Problem details - For the word "displays", work out how many lines in the records below contain it and state that count alone.

Exercise inputs -

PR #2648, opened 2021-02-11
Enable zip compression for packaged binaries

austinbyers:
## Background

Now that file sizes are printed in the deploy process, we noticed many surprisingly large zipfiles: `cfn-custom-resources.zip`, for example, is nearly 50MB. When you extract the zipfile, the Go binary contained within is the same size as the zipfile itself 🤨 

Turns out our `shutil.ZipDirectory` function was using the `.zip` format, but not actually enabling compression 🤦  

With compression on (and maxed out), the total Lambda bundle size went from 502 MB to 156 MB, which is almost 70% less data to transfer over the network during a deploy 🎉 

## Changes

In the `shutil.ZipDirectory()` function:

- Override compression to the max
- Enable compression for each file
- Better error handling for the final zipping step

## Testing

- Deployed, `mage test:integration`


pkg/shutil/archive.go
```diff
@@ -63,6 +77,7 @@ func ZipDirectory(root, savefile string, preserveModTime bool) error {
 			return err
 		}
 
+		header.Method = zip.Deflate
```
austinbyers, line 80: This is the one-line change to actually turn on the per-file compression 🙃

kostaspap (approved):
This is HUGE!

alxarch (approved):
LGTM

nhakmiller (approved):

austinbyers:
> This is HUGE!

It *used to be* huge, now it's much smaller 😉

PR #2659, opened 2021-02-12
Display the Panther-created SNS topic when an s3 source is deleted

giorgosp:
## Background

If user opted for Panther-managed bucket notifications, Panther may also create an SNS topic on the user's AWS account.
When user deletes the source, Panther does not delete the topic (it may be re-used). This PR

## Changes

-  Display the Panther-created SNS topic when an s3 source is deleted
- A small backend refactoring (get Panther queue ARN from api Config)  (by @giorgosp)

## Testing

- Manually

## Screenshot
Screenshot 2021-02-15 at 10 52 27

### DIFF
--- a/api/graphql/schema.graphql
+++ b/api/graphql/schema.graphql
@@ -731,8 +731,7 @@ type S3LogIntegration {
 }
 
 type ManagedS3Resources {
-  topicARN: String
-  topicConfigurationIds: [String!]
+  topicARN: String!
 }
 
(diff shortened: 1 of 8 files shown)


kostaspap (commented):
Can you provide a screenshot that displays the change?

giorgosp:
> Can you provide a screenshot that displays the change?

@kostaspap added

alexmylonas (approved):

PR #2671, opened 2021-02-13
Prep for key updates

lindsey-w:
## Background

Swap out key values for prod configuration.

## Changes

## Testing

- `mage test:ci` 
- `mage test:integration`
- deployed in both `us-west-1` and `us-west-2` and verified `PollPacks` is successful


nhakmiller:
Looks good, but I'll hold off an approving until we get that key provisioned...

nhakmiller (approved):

---

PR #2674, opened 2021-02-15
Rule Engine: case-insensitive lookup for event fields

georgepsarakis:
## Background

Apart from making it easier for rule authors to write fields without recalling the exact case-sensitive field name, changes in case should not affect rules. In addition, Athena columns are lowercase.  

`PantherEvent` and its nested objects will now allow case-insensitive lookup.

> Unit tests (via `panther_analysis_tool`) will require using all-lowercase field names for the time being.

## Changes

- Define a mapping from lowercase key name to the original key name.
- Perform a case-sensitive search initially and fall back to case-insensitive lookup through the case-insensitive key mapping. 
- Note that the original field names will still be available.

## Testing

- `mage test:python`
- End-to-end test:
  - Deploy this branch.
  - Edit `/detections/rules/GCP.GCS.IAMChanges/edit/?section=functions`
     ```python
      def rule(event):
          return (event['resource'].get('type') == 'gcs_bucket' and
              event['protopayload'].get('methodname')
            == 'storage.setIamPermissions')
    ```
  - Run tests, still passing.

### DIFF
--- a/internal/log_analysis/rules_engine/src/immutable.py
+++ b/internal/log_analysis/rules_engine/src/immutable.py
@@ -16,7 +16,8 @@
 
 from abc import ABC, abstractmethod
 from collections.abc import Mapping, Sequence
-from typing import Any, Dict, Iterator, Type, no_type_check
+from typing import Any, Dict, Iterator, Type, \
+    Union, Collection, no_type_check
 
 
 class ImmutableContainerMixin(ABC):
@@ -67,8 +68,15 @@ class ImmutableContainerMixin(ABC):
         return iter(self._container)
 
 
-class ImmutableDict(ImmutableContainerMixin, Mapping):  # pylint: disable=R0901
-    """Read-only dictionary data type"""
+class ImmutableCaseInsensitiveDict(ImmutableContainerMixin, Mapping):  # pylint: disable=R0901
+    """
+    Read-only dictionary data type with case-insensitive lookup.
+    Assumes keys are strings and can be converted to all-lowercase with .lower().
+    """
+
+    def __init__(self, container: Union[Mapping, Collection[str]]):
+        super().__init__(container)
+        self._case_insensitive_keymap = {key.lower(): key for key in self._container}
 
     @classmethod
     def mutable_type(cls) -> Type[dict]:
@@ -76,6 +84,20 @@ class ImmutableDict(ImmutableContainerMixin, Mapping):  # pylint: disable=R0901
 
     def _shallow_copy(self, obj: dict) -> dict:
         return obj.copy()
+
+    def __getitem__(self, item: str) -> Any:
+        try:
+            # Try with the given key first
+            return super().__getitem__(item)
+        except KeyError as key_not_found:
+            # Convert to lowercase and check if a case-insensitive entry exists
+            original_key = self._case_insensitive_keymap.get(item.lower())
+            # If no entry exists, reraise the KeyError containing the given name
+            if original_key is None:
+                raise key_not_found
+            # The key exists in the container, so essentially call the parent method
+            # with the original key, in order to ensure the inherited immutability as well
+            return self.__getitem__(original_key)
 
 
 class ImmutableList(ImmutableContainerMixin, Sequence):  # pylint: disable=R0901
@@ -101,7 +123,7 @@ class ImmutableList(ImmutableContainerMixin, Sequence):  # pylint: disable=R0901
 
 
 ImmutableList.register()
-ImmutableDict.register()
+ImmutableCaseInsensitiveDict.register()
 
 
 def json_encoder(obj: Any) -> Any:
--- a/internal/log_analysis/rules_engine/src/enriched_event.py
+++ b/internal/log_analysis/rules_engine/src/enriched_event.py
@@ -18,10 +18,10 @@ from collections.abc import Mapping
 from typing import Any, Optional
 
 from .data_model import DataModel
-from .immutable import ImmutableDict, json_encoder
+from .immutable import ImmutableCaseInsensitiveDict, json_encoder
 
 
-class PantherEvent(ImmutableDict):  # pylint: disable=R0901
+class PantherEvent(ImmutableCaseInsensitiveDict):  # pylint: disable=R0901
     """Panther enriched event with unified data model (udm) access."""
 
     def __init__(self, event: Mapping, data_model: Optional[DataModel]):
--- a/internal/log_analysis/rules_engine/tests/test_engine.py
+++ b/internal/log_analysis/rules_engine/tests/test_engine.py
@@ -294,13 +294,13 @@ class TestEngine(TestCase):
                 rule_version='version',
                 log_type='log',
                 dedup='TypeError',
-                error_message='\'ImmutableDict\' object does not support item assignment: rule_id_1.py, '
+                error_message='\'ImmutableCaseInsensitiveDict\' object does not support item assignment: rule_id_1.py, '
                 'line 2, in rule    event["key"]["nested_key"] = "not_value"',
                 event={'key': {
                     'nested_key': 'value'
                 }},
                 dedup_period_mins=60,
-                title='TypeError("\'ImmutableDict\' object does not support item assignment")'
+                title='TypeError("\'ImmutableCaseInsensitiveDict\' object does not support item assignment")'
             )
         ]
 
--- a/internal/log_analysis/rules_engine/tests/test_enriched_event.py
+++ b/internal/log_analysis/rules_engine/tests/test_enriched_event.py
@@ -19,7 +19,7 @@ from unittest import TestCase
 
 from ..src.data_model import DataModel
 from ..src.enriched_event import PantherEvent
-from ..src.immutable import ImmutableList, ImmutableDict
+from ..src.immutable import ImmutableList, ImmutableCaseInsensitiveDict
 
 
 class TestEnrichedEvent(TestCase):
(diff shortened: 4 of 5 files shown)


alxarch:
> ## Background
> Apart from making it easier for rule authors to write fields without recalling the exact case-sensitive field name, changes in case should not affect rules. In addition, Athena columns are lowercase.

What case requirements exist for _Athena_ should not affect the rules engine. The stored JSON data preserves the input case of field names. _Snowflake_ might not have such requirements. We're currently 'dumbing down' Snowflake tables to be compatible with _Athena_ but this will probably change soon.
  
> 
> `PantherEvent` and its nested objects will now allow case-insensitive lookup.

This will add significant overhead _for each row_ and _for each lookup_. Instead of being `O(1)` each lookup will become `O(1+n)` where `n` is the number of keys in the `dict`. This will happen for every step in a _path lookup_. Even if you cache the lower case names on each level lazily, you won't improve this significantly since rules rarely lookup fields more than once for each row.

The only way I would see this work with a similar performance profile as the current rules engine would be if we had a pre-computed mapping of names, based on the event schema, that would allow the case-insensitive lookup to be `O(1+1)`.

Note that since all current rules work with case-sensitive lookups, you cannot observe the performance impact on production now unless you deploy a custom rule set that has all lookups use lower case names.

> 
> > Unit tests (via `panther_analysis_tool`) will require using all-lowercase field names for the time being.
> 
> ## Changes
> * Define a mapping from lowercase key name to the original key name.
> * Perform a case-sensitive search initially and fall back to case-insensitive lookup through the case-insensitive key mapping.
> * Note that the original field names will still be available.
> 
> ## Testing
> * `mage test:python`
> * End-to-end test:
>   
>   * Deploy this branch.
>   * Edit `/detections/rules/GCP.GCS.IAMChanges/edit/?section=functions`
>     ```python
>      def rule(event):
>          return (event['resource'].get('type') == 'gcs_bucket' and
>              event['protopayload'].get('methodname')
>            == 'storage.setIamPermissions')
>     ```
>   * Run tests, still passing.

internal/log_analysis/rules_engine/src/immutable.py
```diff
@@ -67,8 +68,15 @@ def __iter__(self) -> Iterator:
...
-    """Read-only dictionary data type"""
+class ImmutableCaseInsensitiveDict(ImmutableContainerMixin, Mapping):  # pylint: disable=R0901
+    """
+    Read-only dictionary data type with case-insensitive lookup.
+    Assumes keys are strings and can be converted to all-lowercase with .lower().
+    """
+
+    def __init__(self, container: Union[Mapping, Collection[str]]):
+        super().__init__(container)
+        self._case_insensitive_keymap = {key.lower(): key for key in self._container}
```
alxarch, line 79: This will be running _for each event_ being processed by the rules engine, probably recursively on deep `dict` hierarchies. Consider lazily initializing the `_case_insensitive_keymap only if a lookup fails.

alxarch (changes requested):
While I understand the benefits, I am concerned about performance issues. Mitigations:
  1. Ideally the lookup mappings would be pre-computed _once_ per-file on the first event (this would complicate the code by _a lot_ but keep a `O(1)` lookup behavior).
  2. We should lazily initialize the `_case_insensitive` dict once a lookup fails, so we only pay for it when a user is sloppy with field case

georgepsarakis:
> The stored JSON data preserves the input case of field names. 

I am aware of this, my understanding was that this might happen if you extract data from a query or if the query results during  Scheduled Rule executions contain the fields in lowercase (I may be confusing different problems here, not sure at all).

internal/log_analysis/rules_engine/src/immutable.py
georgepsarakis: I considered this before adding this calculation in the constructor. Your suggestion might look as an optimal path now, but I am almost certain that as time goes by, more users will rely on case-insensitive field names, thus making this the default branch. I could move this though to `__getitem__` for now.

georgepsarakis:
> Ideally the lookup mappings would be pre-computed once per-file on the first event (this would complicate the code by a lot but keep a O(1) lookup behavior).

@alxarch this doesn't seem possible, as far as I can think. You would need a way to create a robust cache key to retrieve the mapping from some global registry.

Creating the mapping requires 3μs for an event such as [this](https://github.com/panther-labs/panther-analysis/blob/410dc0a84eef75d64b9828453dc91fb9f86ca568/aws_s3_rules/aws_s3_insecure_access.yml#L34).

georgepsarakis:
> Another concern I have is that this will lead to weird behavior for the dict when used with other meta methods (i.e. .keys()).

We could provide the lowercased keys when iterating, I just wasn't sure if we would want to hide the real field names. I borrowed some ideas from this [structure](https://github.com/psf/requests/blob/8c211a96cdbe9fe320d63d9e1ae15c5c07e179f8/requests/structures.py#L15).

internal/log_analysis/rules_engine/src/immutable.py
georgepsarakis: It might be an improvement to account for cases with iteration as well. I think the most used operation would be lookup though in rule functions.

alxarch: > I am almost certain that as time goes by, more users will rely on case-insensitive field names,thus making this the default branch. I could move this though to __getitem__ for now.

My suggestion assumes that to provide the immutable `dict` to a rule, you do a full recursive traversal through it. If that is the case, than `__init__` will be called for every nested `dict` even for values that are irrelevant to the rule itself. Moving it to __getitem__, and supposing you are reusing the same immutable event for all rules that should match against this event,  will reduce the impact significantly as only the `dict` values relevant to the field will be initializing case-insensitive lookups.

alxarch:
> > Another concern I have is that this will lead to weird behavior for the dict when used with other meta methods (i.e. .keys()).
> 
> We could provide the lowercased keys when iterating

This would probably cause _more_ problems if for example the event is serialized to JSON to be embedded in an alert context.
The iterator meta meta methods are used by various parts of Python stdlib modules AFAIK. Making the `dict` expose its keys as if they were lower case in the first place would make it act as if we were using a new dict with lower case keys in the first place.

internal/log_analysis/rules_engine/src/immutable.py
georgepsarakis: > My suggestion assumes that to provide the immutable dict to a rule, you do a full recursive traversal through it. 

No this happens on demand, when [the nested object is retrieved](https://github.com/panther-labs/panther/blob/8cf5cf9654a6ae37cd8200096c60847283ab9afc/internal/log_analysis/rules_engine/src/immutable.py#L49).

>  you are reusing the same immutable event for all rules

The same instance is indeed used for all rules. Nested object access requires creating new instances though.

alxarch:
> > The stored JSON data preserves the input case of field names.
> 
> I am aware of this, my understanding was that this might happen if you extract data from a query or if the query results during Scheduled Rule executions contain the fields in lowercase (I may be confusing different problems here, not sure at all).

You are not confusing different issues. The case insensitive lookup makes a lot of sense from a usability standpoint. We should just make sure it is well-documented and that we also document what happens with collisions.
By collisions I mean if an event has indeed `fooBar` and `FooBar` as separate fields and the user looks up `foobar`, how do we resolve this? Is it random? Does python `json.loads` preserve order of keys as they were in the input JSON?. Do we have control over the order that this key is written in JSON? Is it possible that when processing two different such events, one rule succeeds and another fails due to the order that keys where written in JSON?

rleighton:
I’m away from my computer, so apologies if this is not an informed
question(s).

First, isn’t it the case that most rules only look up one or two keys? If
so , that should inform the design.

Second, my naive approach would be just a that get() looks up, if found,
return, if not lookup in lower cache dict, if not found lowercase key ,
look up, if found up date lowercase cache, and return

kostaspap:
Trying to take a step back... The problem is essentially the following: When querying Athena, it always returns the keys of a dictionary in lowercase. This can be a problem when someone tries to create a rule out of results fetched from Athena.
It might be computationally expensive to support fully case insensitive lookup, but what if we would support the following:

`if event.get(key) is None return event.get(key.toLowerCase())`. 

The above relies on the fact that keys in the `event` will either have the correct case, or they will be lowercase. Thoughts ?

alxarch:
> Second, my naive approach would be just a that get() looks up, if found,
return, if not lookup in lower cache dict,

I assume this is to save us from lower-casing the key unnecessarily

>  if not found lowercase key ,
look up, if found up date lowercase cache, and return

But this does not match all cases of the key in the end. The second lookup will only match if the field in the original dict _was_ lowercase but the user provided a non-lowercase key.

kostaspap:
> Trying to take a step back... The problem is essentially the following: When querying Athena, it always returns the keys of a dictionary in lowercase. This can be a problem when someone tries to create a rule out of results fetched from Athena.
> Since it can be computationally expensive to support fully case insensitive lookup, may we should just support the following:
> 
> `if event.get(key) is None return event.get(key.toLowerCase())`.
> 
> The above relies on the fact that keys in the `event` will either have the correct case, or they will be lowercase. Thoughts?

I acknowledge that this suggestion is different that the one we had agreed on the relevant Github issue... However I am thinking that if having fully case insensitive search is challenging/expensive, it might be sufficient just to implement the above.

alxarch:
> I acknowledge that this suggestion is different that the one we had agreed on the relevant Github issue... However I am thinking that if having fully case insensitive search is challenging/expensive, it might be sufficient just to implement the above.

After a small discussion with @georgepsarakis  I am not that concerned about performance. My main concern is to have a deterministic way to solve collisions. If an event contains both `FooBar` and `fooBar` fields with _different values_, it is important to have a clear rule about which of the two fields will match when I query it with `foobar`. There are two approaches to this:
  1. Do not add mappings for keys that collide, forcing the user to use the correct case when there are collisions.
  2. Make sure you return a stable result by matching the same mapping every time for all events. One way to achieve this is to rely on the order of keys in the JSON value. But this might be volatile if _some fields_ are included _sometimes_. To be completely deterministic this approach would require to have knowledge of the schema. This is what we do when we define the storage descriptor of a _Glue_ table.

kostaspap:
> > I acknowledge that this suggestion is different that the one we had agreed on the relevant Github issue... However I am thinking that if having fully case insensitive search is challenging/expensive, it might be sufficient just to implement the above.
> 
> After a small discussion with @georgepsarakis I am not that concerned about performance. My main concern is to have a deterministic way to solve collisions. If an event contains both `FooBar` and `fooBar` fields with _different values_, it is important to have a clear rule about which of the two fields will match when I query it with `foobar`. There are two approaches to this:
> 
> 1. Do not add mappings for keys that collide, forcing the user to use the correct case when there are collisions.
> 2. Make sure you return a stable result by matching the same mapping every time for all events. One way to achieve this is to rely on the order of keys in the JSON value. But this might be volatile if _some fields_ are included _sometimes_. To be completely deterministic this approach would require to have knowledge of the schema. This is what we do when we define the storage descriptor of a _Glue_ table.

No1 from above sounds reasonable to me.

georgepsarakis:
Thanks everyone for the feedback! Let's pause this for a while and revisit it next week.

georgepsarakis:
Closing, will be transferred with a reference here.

* * *

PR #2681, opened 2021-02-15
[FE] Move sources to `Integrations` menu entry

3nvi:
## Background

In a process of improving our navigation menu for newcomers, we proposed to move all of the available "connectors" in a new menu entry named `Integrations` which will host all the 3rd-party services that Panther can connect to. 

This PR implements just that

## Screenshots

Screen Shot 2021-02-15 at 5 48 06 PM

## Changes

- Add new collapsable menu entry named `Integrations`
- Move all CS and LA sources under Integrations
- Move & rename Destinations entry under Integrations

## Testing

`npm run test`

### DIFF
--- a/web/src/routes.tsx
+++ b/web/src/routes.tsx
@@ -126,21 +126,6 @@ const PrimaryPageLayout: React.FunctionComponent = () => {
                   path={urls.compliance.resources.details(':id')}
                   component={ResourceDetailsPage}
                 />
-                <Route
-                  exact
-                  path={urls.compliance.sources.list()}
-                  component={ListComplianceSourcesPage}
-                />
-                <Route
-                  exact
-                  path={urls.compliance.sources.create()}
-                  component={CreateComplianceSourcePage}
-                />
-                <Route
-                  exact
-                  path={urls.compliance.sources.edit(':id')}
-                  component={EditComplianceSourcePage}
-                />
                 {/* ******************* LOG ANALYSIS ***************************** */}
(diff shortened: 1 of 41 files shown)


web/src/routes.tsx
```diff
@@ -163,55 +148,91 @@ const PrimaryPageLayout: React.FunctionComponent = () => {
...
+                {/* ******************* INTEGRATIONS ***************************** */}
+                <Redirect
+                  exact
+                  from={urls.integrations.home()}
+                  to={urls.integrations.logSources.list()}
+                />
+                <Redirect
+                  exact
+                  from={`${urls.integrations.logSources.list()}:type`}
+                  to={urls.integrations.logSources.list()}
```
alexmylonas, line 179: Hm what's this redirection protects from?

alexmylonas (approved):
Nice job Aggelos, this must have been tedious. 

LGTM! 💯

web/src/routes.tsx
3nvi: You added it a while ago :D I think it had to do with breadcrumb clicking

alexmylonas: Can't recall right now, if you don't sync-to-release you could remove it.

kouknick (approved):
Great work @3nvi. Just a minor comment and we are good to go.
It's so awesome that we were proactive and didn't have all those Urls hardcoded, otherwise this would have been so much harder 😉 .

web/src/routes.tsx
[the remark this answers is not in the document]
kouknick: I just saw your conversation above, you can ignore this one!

Task output - 2